Although the term “religious pluralism” may simply describe the diversity of religions, I am going to use it to name a position that affirms that most spiritual traditions, including modern humanism, can each contain ethical and spiritual resources of great value, and that no single tradition has a monopoly on, or singularly superior claim to, spiritual or ethical truth. If we include things like the Ku Klux Klan and Nazism as religious traditions, I am prepared to say there can be traditions that are largely bad. Also, if fundamentalism refers to a way of thinking about the world that crosses many religious traditions, I would raise strong objections to many aspects of that approach to life. But by and large, I assume that the great religious that the great religious traditions of the world, and most of the smaller are a reasonable spread of good and evil, wisdom and folly, as most human communities do. Assuming there have been wise and compassionate persons within all great traditions, it seems clear that they have both fan contributed to resources within their own traditions that nurture wisdom and compassion.
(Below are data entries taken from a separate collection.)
Issue #374, opened 2019-11-04
Spilo with non-root User and Read Only Root Volume


guruguruguru:
Hey,

i wanted to ask if you see a good possibility to run Spilo with non-root User and Root Read Only.
Our Kubernetes Cluster does not allow root or writeable root volumes. What I can do is using EmptyDir and Persistent Volumes.

Any idea on this topic?

Thanks,
Dennis

flickerfly:
This is important for running on Red Hat OpenShift as well. You can modify things to work around it, but it breaks best practices.

One place that is mentioned outside just OpenShift is: https://learnk8s.io/production-best-practices/#governance

CyberDem0n:
Agree, it would be great, but it will require quite a few changes.
Basically all config files (Patroni, wal-e/wal-g, cron, and so on) should be stored on `/run`.
Recently I changed `supervisord` to `runit` and it already works with `/run/service` instead of `/etc/service`.
It is not really our priority and somebody should just continue working on it.

flickerfly:
@CyberDem0n thanks for moving the ball along. I appreciate knowing you are aware of it and watching for opportunities to improve towards that as you handle the higher priorities. That makes me comfortable enough to work with workarounds and look forward to the improvements.

ReSearchITEng:
For running in OpenShift, no root and no special permissions required.
Operator Image should be at least:  registry.opensource.zalan.do/acid/postgres-operator:v1.4.0-21-g1249626-dirty
Operator should be configured with these values:
  kubernetes_use_configmaps: "true"
  docker_image: registry.opensource.zalan.do/acid/spilo-cdp-12:1.6-p114 #or newer

To get the latest versions of the images of both operator and spilo, do:
https://registry.opensource.zalan.do/v2/acid/postgres-operator/tags/list
https://registry.opensource.zalan.do/v2/acid/spilo-cdp-12/tags/list

PR #405, opened 2020-01-29
Make it possible to run with read-only root fs

CyberDem0n:
It includes moving all writable files into the `/run` directory.
In case if the file still must be located in the usual place we create a symlink.
When starting with read-only option in addition to the `/home/postgres/pgdata` volume one has to provide writable (tmpfs) `/run` volume.

Example:
```
$ docker run -v $(pwd)/pgdata:/home/postgres/pgdata \
    --tmpfs /run:rw,noexec,nosuid --read-only spilo-12
```
In addition to that, improve the `postgres_backup.sh` script. It will receive `BACKUP_NUM_TO_RETAIN` from the envdir instead of parameter.

Fixes https://github.com/zalando/spilo/issues/374


avaczi:
:+1:

erthalion:
:+1:

CyberDem0n:
:+1:

Issue #407, opened 2020-02-12
Cut a new release


birdayz:
It would be great to have a release containing& supporting Patroni 1.6.4. Thanks!

CyberDem0n:
We are working on it, but it makes sense to wait till tomorrow, because of postgres minor releases.

marcostvz:
Hi @CyberDem0n, today we tried to upgrade to spilo-12, but it failed due to the bug on multi-lined SPILO_CONFIGURATION env var fixed in https://github.com/zalando/spilo/commit/46fbf78eaef7100188c3dc1a675a27c0b3a63bb5

Are there plans for a new spilo-12 release? (no pressure, I just want to know about timing to organize myself)

Kind regards :)

FxKu:
Included in [1.6-p3](https://github.com/zalando/spilo/releases/tag/1.6-p3)

PR #408, opened 2020-02-12
Prepare next release

### LINKED ISSUE #406: Using WALE_S3_ENDPOINT causes backup failures in newer S3 regions
The wal-e library interprets the presence of WALE_S3_ENDPOINT to mean a non-Amazon S3 implementation:
>     # Insist that one of AWS_REGION or WALE_S3_ENDPOINT is defined.
>     # The former is for authenticating correctly with AWS SigV4.
>     #
>     # The latter is for alternate implementations that are
>     # S3-interface compatible.  Many, or most, of these do not support
>     # AWS SigV4 at all and none are known to require SigV4 (and
>     # instead use the non-region-demanding SigV2), so simplify by
>     # relaxing the AWS_REGION requirement in that case.
(https://github.com/wal-e/wal-e/blob/2bf9df9cd82f1600495f2cbb6621ee4c18d92cc6/wal_e/blobstore/s3/s3_util.py#L171)

This causes failures in newer AWS regions (those > 2013) as those regions insist on the signature v4 (sigv4) implementation, which is usable in every AWS region unlike the older sigv2. This will be come a bigger problem later this year:

> Revised Plan – Any new buckets created after June 24, 2020 will not support SigV2 signed requests, although existing buckets will continue to support SigV2 while we work with customers to move off this older request signing method.
(https://aws.amazon.com/blogs/aws/amazon-s3-update-sigv2-deprecation-period-extended-modified/)

I've worked around by commenting out lines 714-715 in configure_spilo.py https://github.com/zalando/spilo/blob/master/postgres-appliance/scripts/configure_spilo.py#L714

CyberDem0n:
* Build the image without compression by default and keep all layers when compression is not used.
* Bump versions of Patroni, Debezium, bg_mon, Timescaledb, and plpgsql_check.
* Set `AWS_REGION` only for AWS S3. For S3-compatible storages set `WALE_S3_ENDPOINT` and `AWS_ENDPOINT`.
* Avoid producing ERROR when trying to upgrade unexisting PostGIS.
*  Keep one backup more. For big clusters the backup jobs take a significant time what causing the recovery window to become smaller than a threshold.
* Temporary configure `vm.dirty_*bytes`.

Close #406, #407

### DIFF
--- a/postgres-appliance/Dockerfile
+++ b/postgres-appliance/Dockerfile
@@ -1,9 +1,10 @@
 ARG PGVERSION=12
-ARG TIMESCALEDB=1.5.1
+ARG TIMESCALEDB=1.6.0
 ARG TIMESCALEDB_LEGACY=$TIMESCALEDB
 ARG DEMO=false
+ARG COMPRESS=false
 
-FROM ubuntu:18.04 as builder
+FROM ubuntu:18.04 as builder-false
 
 RUN export DEBIAN_FRONTEND=noninteractive \
     && echo 'APT::Install-Recommends "0";\nAPT::Install-Suggests "0";' > /etc/apt/apt.conf.d/01norecommend \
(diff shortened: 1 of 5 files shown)


Jan-M:
:+1:

CyberDem0n:
:+1:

Let me begin with a brief argument for such a view from within my own religious upbringing. I was raised with the lovely hymn, “Jesus loves the little children, all the children of the world.” So I was ready when I heard RLDS apostles say that when they intended to carry the Holy Spirit to foreign shores, they found it there waiting for them. Also, my father unintentionally prepared me for religious pluralism when he taught me to evaluate theologies by asking of them, “Is that what a truly loving God would be like? Is that what a truly loving God would be doing in the world?” So, whether you believe in God or not, for the moment work with me in thinking through the traditional Christian belief that “Jesus loves the little children, all the children of the world.” If we assume that God exists and is infinitely loving, then we can ask: Who does God love? Everyone! How long has God loved everyone? Forever! Let’s work within that framework for a moment.
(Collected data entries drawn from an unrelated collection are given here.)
Issue #384, opened 2019-11-21
New spilo from the most recent master crashes


gmldba:
I just cloned the repo and build the image . When I use it in the postgres-operator, it crashes. Am I missing something?

CyberDem0n:
Please define "crashes" and provide some evidence, i.e. logs

gmldba:
From docker
`docker run -it ************/spilo:1.6-p1-13-gb75771e
root@a9f7c5777c92:/# psql
Warning: No existing local cluster is suitable as a default target. Please see man pg_wrapper(1) how to specify one.
Error: You must install at least one postgresql-client-<version> package
root@a9f7c5777c92:/# which psql
/usr/bin/psql
root@a9f7c5777c92:/# cat /var/log/
alternatives.log  bootstrap.log     dpkg.log          lastlog           tallylog
apt/              btmp              faillog           postgresql/       wtmp
root@a9f7c5777c92:/# cat /var/log/apt/
eipp.log.xz  history.log  term.log
root@a9f7c5777c92:/# cat /var/log/apt/history.log
root@a9f7c5777c92:/# cat /var/log/lastlog
root@a9f7c5777c92:/# cat /var/log/faillog`
From Kubernetes (postgres-operator)
`Name:           platops-test-cluster-0
Namespace:      default
Priority:       0
Node:           aks-agentpool-30264578-1/10.240.0.6
Start Time:     Tue, 26 Nov 2019 18:21:53 +0000
Labels:         application=spilo
                controller-revision-hash=platops-test-cluster-849cf9f68d
                statefulset.kubernetes.io/pod-name=platops-test-cluster-0
                team=PLATOPS
                version=platops-test-cluster
Annotations:    <none>
Status:         Running
IP:             10.244.0.229
IPs:            <none>
Controlled By:  StatefulSet/platops-test-cluster
Init Containers:
  date:
    Container ID:  docker://a3a3a61df751f4a3fdb8686a9be189dd2ea228d29e5036ada70d4fed0e1b8b6f
    Image:         busybox
    Image ID:      docker-pullable://busybox@sha256:1303dbf110c57f3edf68d9f5a16c082ec06c4cf7604831669faf2c712260b5a0
    Port:          <none>
    Host Port:     <none>
    Command:
      /bin/date
    State:          Terminated
      Reason:       Completed
      Exit Code:    0
      Started:      Tue, 26 Nov 2019 18:22:32 +0000
[...]

PR #412, opened 2020-02-18
Download Plantuner from HTTPS URL and pin version by commit hash

gertvdijk:
Before this change:
- Any version on default HEAD would be taken and thus a non-reproducible
  build.
- Insecure download over old-style Git protocol.

I was unable to find a stable HTTPS-powered mirror of the upstream
repository git://www.sigaev.ru/plantuner.git, so I created my own on
GitHub.
I did consider https://github.com/postgrespro/plantuner, but found its
state debatable as expressed in an issue filed there:
https://github.com/postgrespro/plantuner/issues/1#issue-566917641.

Fixes zalando/spilo#384


postgres-appliance/Dockerfile
```diff
@@ -96,7 +97,9 @@ RUN export DEBIAN_FRONTEND=noninteractive \
         && git clone -b $DECODERBUFS https://github.com/debezium/postgres-decoderbufs.git \
         && git clone -b $PLPROFILER https://github.com/bigsql/plprofiler.git \
         && git clone -b $PLPGSQL_CHECK https://github.com/okbob/plpgsql_check.git \
-        && git clone git://www.sigaev.ru/plantuner.git \
+        && mkdir plantuner \
+            && curl -sL https://github.com/gertvdijk/plantuner/archive/$PLANTUNER_COMMIT.tar.gz \
```
CyberDem0n: I would better prefer keeping the tarball in the `postgres-appliance/dependencies/`

gertvdijk: Okay, I will change that. :) Thank for your review.

avaczi:
:+1:

CyberDem0n:
:+1:

PR #414, opened 2020-02-24
allow rootless user

ToroNZ:
This PR allows dynamically assigned UID, the appropriate permissions required to run.

When not run under root (UID=0):
- "$RW_DIR" gets mounted under "$PGHOME/rw_dir"
- "$RW_DIR" and "$PGHOME" are owned by GID 0
- "/usr/sbin/cron" can be run by group (to allow any user access to cron)
- "/etc/passwd" is updated to reflect assigned UID for user postgres
- "write_certificates" function in 'configure_spilo.py' obtains postgres UID and sets key ownership
- SSL CERT/KEY moves to "$RW_DIR/certs" (could move back to the root of $RW_DIR but this way is easier/tidy (?) to overwrite)

I've tested this in Kubernetes, Docker and Openshift using UID  0, 101 and 1000320000. Both 'COMPRESS=TRUE' (root) and 'COMPRESS=FALSE' work fine. I haven't truly tested 
'DEMO=true', could do so later today.

### DIFF
--- a/postgres-appliance/Dockerfile
+++ b/postgres-appliance/Dockerfile
@@ -379,7 +379,7 @@ RUN export DEBIAN_FRONTEND=noninteractive \
 # Install patroni, wal-e and wal-g
 ENV PATRONIVERSION=1.6.3
 ENV WALE_VERSION=1.1.0
-ENV WALG_VERSION=v0.2.13
+ENV WALG_VERSION=v0.2.14
 RUN export DEBIAN_FRONTEND=noninteractive \
     && set -ex \
     && BUILD_PACKAGES="python3-pip python3-wheel python3-dev git patchutils binutils" \
--- a/postgres-appliance/Dockerfile
+++ b/postgres-appliance/Dockerfile
@@ -1,8 +1,10 @@
-ARG PGVERSION=11
-ARG TIMESCALEDB=1.4.2
+ARG PGVERSION=12
+ARG TIMESCALEDB=1.6.0
+ARG TIMESCALEDB_LEGACY=$TIMESCALEDB
 ARG DEMO=false
+ARG COMPRESS=false
 
-FROM ubuntu:18.04 as builder
+FROM ubuntu:18.04 as builder-false
 
 RUN export DEBIAN_FRONTEND=noninteractive \
     && echo 'APT::Install-Recommends "0";\nAPT::Install-Suggests "0";' > /etc/apt/apt.conf.d/01norecommend \
@@ -34,12 +36,6 @@ RUN export DEBIAN_FRONTEND=noninteractive \
     done \
     && curl -s -o - https://www.postgresql.org/media/keys/ACCC4CF8.asc | apt-key add - \
 \
-    && apt-get update \
-    && apt-get install -y postgresql-common \
-\
-    # forbid creation of a main cluster when package is installed
-    && sed -ri 's/#(create_main_cluster) .*$/\1 = false/' /etc/postgresql-common/createcluster.conf \
-\
     # Clean up
     && apt-get clean \
     && rm -rf /var/lib/apt/lists/* \
@@ -51,23 +47,25 @@ RUN export DEBIAN_FRONTEND=noninteractive \
     && find /var/log -type f -exec truncate --size 0 {} \;
 
 COPY dependencies/debs /builddeps
-COPY set_user.patch /builddeps
+ADD set_user.patch /builddeps/
 
 ARG PGVERSION
 ARG TIMESCALEDB
+ARG TIMESCALEDB_LEGACY
 ARG DEMO
-ARG PGOLDVERSIONS="9.3 9.4 9.5 9.6 10"
+ARG COMPRESS
+ARG PGOLDVERSIONS="9.3 9.4 9.5 9.6 10 11"
 ARG WITH_PERL=false
 
 ARG DEB_PG_SUPPORTED_VERSIONS="$PGOLDVERSIONS $PGVERSION"
 
 # Install PostgreSQL, extensions and contribs
-ENV POSTGIS_VERSION=2.5 \
-    BG_MON_COMMIT=0df2a6f7ebcaf805465271032d1ec788779938d7 \
+ENV POSTGIS_VERSION=3.0 \
+    BG_MON_COMMIT=7a4a4a621f89cc032bd7d497ce2373a1220c89a5 \
     PG_AUTH_MON_COMMIT=902c670c9f2071b30e1d4437e7a38e2e136f9be6 \
-    DECODERBUFS=v0.10.0.Final \
+    DECODERBUFS=v1.0.1.Final \
     SET_USER=REL1_6_2 \
-    PLPGSQL_CHECK=v1.7.6 \
+    PLPGSQL_CHECK=v1.8.2 \
     PLPROFILER=REL4_1 \
     PAM_OAUTH2=v1.0
 
@@ -77,30 +75,18 @@ RUN export DEBIAN_FRONTEND=noninteractive \
     && apt-get update \
     && cd /builddeps \
 \
-    && BUILD_PACKAGES="devscripts build-essential fakeroot debhelper git gcc libc6-dev make cmake libevent-dev naturaldocs python libssl-dev libkrb5-dev" \
-# pgq3: naturaldocs python
+    && BUILD_PACKAGES="devscripts equivs build-essential fakeroot debhelper git gcc libc6-dev make cmake libevent-dev libssl-dev libkrb5-dev" \
     && if [ "$DEMO" = "true" ]; then \
         export DEB_PG_SUPPORTED_VERSIONS="$PGVERSION" \
+        && WITH_PERL=false \
+        && rm -f *.deb \
         && apt-get install -y $BUILD_PACKAGES; \
     else \
-        BUILD_PACKAGES="$BUILD_PACKAGES equivs pgxnclient zlib1g-dev libprotobuf-c-dev liblwgeom-dev libproj-dev libxslt1-dev libxml2-dev libpam0g-dev libedit-dev libselinux1-dev libcurl4-openssl-dev libicu-dev libc-ares-dev pandoc pkg-config" \
+        BUILD_PACKAGES="$BUILD_PACKAGES pgxnclient zlib1g-dev libprotobuf-c-dev liblwgeom-dev libproj-dev libxslt1-dev libxml2-dev libpam0g-dev libedit-dev libselinux1-dev libcurl4-openssl-dev libicu-dev python libc-ares-dev pandoc pkg-config" \
 # debezium-decoderbufs: libprotobuf-c-dev liblwgeom-dev libproj-dev
 # pgbouncer: libc-ares-dev pandoc pkg-config
 # pg_rewind: libxslt1-dev libxml2-dev libpam0g-dev libkrb5-dev libedit-dev libselinux1-dev
         && apt-get install -y $BUILD_PACKAGES libprotobuf-c1 libcurl4 \
-\
-        && if [ "$WITH_PERL" != "true" ]; then \
-            version=$(apt-cache show perl | sed -n 's/^Version: //p' | sort -rV | head -n 1) \
-            && echo "Section: misc\nPriority: optional\nStandards-Version: 3.9.8\nPackage: perl\nSection:perl\nMulti-Arch: allowed\nReplaces: perl-base\nVersion: $version\nDescription: perl" > perl \
-            && equivs-build perl; \
-        fi \
-\
-        && for p in python3-keyring python3-docutils ieee-data; do \
-            version=$(apt-cache show $p | sed -n 's/^Version: //p' | sort -rV | head -n 1) \
-            && echo "Section: misc\nPriority: optional\nStandards-Version: 3.9.8\nPackage: $p\nVersion: $version\nDescription: $p" > $p \
-            && equivs-build $p; \
-        done \
-        && dpkg -i *.deb || apt-get -y -f install \
 \
         # install pam_oauth2.so
         && git clone -b $PAM_OAUTH2 --recurse-submodules https://github.com/CyberDem0n/pam-oauth2.git \
@@ -110,16 +96,34 @@ RUN export DEBIAN_FRONTEND=noninteractive \
         && git clone -b $DECODERBUFS https://github.com/debezium/postgres-decoderbufs.git \
         && git clone -b $PLPROFILER https://github.com/bigsql/plprofiler.git \
         && git clone -b $PLPGSQL_CHECK https://github.com/okbob/plpgsql_check.git \
-        && git clone git://www.sigaev.ru/plantuner.git; \
+        && git clone git://www.sigaev.ru/plantuner.git \
+\
+        && for p in python3-keyring python3-docutils ieee-data; do \
+            version=$(apt-cache show $p | sed -n 's/^Version: //p' | sort -rV | head -n 1) \
+            && echo "Section: misc\nPriority: optional\nStandards-Version: 3.9.8\nPackage: $p\nVersion: $version\nDescription: $p" > $p \
+            && equivs-build $p; \
+        done; \
     fi \
+
+\
+    && if [ "$WITH_PERL" != "true" ]; then \
+        version=$(apt-cache show perl | sed -n 's/^Version: //p' | sort -rV | head -n 1) \
+        && echo "Section: misc\nPriority: optional\nStandards-Version: 3.9.8\nPackage: perl\nSection:perl\nMulti-Arch: allowed\nReplaces: perl-base\nVersion: $version\nDescription: perl" > perl \
+        && equivs-build perl; \
+    fi \
+\
+    && if [ "$WITH_PERL" != "true" ] || [ "$DEMO" != "true" ]; then dpkg -i *.deb || apt-get -y -f install; fi \
 \
     && curl -sL https://github.com/CyberDem0n/bg_mon/archive/$BG_MON_COMMIT.tar.gz | tar xz \
     && curl -sL https://github.com/RafiaSabih/pg_auth_mon/archive/$PG_AUTH_MON_COMMIT.tar.gz | tar xz \
     && git clone -b $SET_USER https://github.com/pgaudit/set_user.git \
     && patch -d set_user -p1 < set_user.patch \
-    && git clone -b $TIMESCALEDB https://github.com/timescale/timescaledb.git \
+    && git clone -b $TIMESCALEDB_LEGACY https://github.com/timescale/timescaledb.git \
 \
-    && apt-get install -y libevent-2.1 libevent-pthreads-2.1 python3.6 python3-psycopg2 \
+    && apt-get install -y postgresql-common libevent-2.1 libevent-pthreads-2.1 python3.6 python3-psycopg2 \
+\
+    # forbid creation of a main cluster when package is installed
+    && sed -ri 's/#(create_main_cluster) .*$/\1 = false/' /etc/postgresql-common/createcluster.conf \
 \
     && for version in $DEB_PG_SUPPORTED_VERSIONS; do \
             sed -i "s/ main.*$/ main $version/g" /etc/apt/sources.list.d/pgdg.list \
@@ -136,12 +140,13 @@ RUN export DEBIAN_FRONTEND=noninteractive \
                 && if [ "$WITH_PERL" = "true" ]; then \
                     EXTRAS="$EXTRAS postgresql-plperl-${version}"; \
                 fi \
-                && if [ $version != "9.3" ]; then \
-                    EXTRAS="$EXTRAS \
-                            postgresql-${version}-pglogical \
-                            postgresql-${version}-postgis-${POSTGIS_VERSION} \
-                            postgresql-${version}-postgis-${POSTGIS_VERSION}-scripts \
-                            postgresql-${version}-wal2json" \
+                && if [ $version != "9.3" ]; then EXTRAS="$EXTRAS postgresql-${version}-wal2json"; fi \
+                && if [ $version != "9.3" ] && [ $version != "9.4" ]; then \
+                    EXTRAS="$EXTRAS postgresql-${version}-postgis-${POSTGIS_VERSION%.0} \
+                            postgresql-${version}-postgis-${POSTGIS_VERSION%.0}-scripts"; \
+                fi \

Imagine a woman named Mira living in a village in India about twenty-five hundred years ago. Did God love Mira? Of course. We can imagine her with an extended family in her village, being married with children. Probably some children have died young while others survive. Is she likely to love her children just as we love ours? Of course. Probably in her village there were some people who were foolish and others wise, some folks very kind and compassionate and others not so much. Would God love all of the people in her village? Yes. Would God love all the people of ancient India? Of course. How long has God loved the people of India? As long as they have lived there. So what would it mean to assume God loved all those people over all those millennia?

Would God be a negligent parent, or would God have been present and working in their lives, calling them toward love and compassion? Isn’t it likely that over time people would have produced shared responses to the loving work and call of God as experienced and understood within their culture, responses which might take the form of hymns, prayers, rituals for worship, and scriptures expressing shared ethical values and spiritual goals? Clearly, the image of a loving God I was raised with, and that most of you were raised with, would very easily lead to the expectation that a truly loving God would be present and active in the lives of people in every culture in the history of our world, and that people would respond by creating their own culturally shaped religious traditions.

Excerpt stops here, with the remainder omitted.